Wednesday, May 17, 2006

What's going on with Valentino Rossi?

Last Sunday saw young Dani Pedrosa claim his first MotoGP victory, no doubt with many more to come. In fact, the common opinion amongst MotoGP pundits is that Pedrosa is the next big superstar, and the one who'll take over from Valentino Rossi as THE man to beat. For this to happen, Rossi is going to have to stop dominating the sport. Well guess what? He has. Three of the first four races have gone to someone other than Rossi, and he's certainly not top of the championship. In a strange twist, the guy leading the title race hasn't won a race in 10 months (we're talking about Nicky Hayden of course).

So why this change of fortune for the 7-time champ? Rossi himself is quick to blame the bike. The 2006 Yamaha M1 has proven to be notoriously difficult to set-up, plagued by chatter (a vibration caused by the front wheel "skipping" off the ground at high frequency usually under hard braking). In Yamaha's case the cause of the chatter has been identified as the rear shock. Or the stiff frame. Or the new wider profile Michelin tyres. Or the front forks. As you can see there's many stories, but the most important detail is that Yamaha is bringing back the 2005 frame for the next race at Le Mans. So the safest bet is that the 2006 frame has proven to be too stiff.

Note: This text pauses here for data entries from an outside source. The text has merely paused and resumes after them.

PR #731, opened 2022-03-31
CACTUS-872: Test Cleanup

daniloPenaR:
[CACTUS-872](https://repayonline.atlassian.net/browse/CACTUS-872)

Nothing too much to add. 
There's a _special_ case at `Box` component.

### Testing
Run `yarn web test`, every test of every component should pass.

### DIFF
--- a/modules/cactus-web/src/Box/Box.test.tsx
+++ b/modules/cactus-web/src/Box/Box.test.tsx
@@ -2,37 +2,36 @@ import { generateTheme } from '@repay/cactus-theme'
 import { render } from '@testing-library/react'
 import * as React from 'react'
 
+import renderWithTheme from '../../tests/helpers/renderWithTheme'
 import { StyleProvider } from '../StyleProvider/StyleProvider'
 import Box from './Box'
 
-describe('component: Box', (): void => {
-  test('should accept built-in props', (): void => {
-    const { getByText } = render(
-      <StyleProvider>
-        <Box
-          position="relative"
-          display="block"
-          top="-1"
-          right="auto"
-          bottom="auto"
-          left="-1"
-          margin={2}
-          padding={2}
-          width="120px"
-          height="120px"
-          backgroundColor="darkestContrast"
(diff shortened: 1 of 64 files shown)


modules/cactus-web/src/Box/Box.test.tsx
```diff
@@ -42,12 +41,11 @@ describe('component: Box', (): void => {
     expect(style.borderRadius).toBe('20px')
   })
 
+  // THos should Be solved first !!!!
```
Dhalton, line 44: What?

wilysword (commented):
This must have been pretty boring; I applaud you for getting through it.

modules/cactus-web/src/Select/Select.test.tsx
```diff
@@ -22,18 +21,16 @@ describe('component: Select', () => {
...
     )
 
     expect(getByText('Who?')).not.toBeNull()
   })
 
   test('can receive options as children, with altText', () => {
-    const { queryByText } = render(
-      <StyleProvider>
+    const { queryByText } = renderWithTheme(
+      <>
```
Dhalton, line 33: I don't think this fragment is needed

Dhalton (approved):
I'm not sure what that comment means and I think there's a `Fragment` in there that we don't need, but overall it looks good.

It looks like this probably takes care of all of the tests, is that correct?

Dhalton:
> Also, here in that test, there's a `rerender` function that is redefining the theme object, a special case that is not present in the other tests

Yeah, the `renderWithTheme` function kind of assumes that you'd rerender with the same theme as the initial render. If you want, I bet it'd be possible to wrap the `rerender` function in another function that accepts an optional theme config argument. Then if that extra argument exists, we could generate another theme, otherwise use the first one. But this seems to be a one-off case, and I'm not super fussed about it, so I'm fine with leaving it. My approval still stands.

wilysword (approved):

In the last few years motorcycle manufacturers have started to move away from ultra-stiff frames, noticing that some chassis flex is desirable in making the bike feel more stable, less twitchy and easier to ride. Honda's RC211V MotoGP bike has always had one of the most flexible frames even before it first raced, and is part of the reason that the Hondas have always been at or near the front.

But wait! If the bike is so bad, why was Colin Edwards able to secure third in Shanghai last week, whilst Rossi didn't? Well Rossi retired, and before he did so he was moving through the field at a rapid rate. Colin qualified much better than Valentino and was thus able to keep his head down, avoid too much dogfighting and survive out front, albeit behind the Repsol Honda lads. The bike is really not as bad as all that, it's just not the perfect machine that it has been for the last two years.

Bike development marches on, and if a manufacturer stands still they fall behind. Yamaha had no choice but to develop the M1, and the direction they went was plain wrong, wrong enough that not even the legendary Valentino Rossi was able to ride around the problems.

But the one thing that Vale should be most worried about has nothing to do with his bike. He should be worried about the miniscule Spaniard who won the last two 250cc world titles, Dani Pedrosa. There's no doubt that he is the most talented rider to arrive in MotoGP since Vale himself. Time will tell if he's actually better, and we won't know the truth until Yamaha finally sort out their 2006 M1. Maybe by Monday we'll have a better idea.